» **DATASET**
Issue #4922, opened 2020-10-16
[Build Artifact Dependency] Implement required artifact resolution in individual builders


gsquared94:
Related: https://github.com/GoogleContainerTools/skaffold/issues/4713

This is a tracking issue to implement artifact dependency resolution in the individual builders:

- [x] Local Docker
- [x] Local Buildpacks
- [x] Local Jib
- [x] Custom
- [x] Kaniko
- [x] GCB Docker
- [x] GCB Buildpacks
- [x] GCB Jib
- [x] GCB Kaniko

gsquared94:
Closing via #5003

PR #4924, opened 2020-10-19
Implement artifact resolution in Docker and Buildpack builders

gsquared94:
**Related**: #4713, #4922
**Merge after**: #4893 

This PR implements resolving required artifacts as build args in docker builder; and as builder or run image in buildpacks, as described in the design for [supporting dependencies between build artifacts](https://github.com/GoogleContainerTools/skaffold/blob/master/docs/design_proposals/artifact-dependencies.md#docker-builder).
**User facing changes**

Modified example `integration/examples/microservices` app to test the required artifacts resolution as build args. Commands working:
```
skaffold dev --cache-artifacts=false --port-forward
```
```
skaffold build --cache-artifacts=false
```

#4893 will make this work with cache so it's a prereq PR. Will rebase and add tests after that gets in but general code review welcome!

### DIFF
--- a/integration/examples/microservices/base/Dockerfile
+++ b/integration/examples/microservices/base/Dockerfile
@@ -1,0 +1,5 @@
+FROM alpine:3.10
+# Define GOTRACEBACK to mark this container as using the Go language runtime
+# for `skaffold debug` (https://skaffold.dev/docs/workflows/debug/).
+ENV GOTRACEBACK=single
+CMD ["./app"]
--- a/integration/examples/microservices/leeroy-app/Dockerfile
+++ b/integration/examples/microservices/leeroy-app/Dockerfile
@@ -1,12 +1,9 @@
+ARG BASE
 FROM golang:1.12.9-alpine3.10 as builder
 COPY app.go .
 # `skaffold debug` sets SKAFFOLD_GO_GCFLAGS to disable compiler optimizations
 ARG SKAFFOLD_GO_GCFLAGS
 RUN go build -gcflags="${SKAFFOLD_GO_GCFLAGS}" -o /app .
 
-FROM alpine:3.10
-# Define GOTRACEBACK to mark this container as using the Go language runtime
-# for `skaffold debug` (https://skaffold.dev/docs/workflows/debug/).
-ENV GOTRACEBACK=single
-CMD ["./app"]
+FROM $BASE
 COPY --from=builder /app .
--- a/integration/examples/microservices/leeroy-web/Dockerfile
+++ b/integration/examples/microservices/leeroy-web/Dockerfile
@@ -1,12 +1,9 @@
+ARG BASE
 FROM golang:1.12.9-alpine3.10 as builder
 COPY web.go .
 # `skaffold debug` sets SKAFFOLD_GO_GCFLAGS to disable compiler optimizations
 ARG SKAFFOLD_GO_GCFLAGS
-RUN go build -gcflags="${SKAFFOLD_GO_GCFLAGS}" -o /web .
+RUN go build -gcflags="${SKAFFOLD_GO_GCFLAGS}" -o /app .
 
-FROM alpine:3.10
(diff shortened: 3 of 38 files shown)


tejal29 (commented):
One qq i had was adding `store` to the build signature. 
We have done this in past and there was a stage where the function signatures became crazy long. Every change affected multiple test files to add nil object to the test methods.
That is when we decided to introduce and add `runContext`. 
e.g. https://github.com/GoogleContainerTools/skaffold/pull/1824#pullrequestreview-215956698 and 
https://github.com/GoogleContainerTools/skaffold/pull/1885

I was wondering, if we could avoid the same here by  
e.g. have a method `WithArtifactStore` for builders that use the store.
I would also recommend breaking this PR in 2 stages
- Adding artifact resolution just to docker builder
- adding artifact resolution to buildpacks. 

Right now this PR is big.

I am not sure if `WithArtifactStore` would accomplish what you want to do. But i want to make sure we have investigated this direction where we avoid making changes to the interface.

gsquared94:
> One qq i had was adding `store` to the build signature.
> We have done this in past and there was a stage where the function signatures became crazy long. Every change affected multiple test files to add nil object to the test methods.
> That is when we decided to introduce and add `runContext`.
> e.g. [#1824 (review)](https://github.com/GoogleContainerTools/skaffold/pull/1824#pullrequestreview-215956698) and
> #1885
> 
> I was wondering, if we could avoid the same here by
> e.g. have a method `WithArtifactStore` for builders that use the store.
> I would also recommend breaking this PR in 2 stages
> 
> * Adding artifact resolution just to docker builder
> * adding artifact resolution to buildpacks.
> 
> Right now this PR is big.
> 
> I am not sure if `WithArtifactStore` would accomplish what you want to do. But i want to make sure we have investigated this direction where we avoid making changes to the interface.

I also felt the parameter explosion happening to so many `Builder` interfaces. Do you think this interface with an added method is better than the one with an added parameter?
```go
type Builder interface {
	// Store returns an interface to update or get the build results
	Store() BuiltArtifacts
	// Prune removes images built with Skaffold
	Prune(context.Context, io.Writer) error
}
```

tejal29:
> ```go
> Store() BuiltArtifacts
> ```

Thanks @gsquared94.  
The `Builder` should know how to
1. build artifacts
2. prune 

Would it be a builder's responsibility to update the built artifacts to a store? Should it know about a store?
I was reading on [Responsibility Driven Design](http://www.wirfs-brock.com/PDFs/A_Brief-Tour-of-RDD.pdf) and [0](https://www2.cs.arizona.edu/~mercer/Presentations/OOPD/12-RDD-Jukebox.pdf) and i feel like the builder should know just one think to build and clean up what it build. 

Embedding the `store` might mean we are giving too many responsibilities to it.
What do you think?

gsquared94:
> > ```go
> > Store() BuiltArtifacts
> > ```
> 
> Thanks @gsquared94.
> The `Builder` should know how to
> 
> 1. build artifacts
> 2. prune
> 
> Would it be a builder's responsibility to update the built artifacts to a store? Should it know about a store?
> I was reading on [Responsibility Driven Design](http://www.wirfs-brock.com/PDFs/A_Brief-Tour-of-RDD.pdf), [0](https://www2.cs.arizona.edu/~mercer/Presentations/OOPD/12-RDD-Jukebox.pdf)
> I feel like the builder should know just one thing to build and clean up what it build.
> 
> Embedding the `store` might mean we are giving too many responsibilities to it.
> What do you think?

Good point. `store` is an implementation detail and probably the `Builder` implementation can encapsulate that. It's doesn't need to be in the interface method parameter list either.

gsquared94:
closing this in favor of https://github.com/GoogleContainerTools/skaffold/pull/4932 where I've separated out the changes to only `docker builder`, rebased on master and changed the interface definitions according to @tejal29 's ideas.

» **EXERCISE REQUIREMENTS**
Everything from the first line of the data through the line containing "COPY app.go ." should be echoed exactly. Add nothing.

» **TASK SOLUTION**
Issue #4922, opened 2020-10-16
[Build Artifact Dependency] Implement required artifact resolution in individual builders


gsquared94:
Related: https://github.com/GoogleContainerTools/skaffold/issues/4713

This is a tracking issue to implement artifact dependency resolution in the individual builders:

- [x] Local Docker
- [x] Local Buildpacks
- [x] Local Jib
- [x] Custom
- [x] Kaniko
- [x] GCB Docker
- [x] GCB Buildpacks
- [x] GCB Jib
- [x] GCB Kaniko

gsquared94:
Closing via #5003

PR #4924, opened 2020-10-19
Implement artifact resolution in Docker and Buildpack builders

gsquared94:
**Related**: #4713, #4922
**Merge after**: #4893 

This PR implements resolving required artifacts as build args in docker builder; and as builder or run image in buildpacks, as described in the design for [supporting dependencies between build artifacts](https://github.com/GoogleContainerTools/skaffold/blob/master/docs/design_proposals/artifact-dependencies.md#docker-builder).
**User facing changes**

Modified example `integration/examples/microservices` app to test the required artifacts resolution as build args. Commands working:
```
skaffold dev --cache-artifacts=false --port-forward
```
```
skaffold build --cache-artifacts=false
```

#4893 will make this work with cache so it's a prereq PR. Will rebase and add tests after that gets in but general code review welcome!

### DIFF
--- a/integration/examples/microservices/base/Dockerfile
+++ b/integration/examples/microservices/base/Dockerfile
@@ -1,0 +1,5 @@
+FROM alpine:3.10
+# Define GOTRACEBACK to mark this container as using the Go language runtime
+# for `skaffold debug` (https://skaffold.dev/docs/workflows/debug/).
+ENV GOTRACEBACK=single
+CMD ["./app"]
--- a/integration/examples/microservices/leeroy-app/Dockerfile
+++ b/integration/examples/microservices/leeroy-app/Dockerfile
@@ -1,12 +1,9 @@
+ARG BASE
 FROM golang:1.12.9-alpine3.10 as builder
 COPY app.go .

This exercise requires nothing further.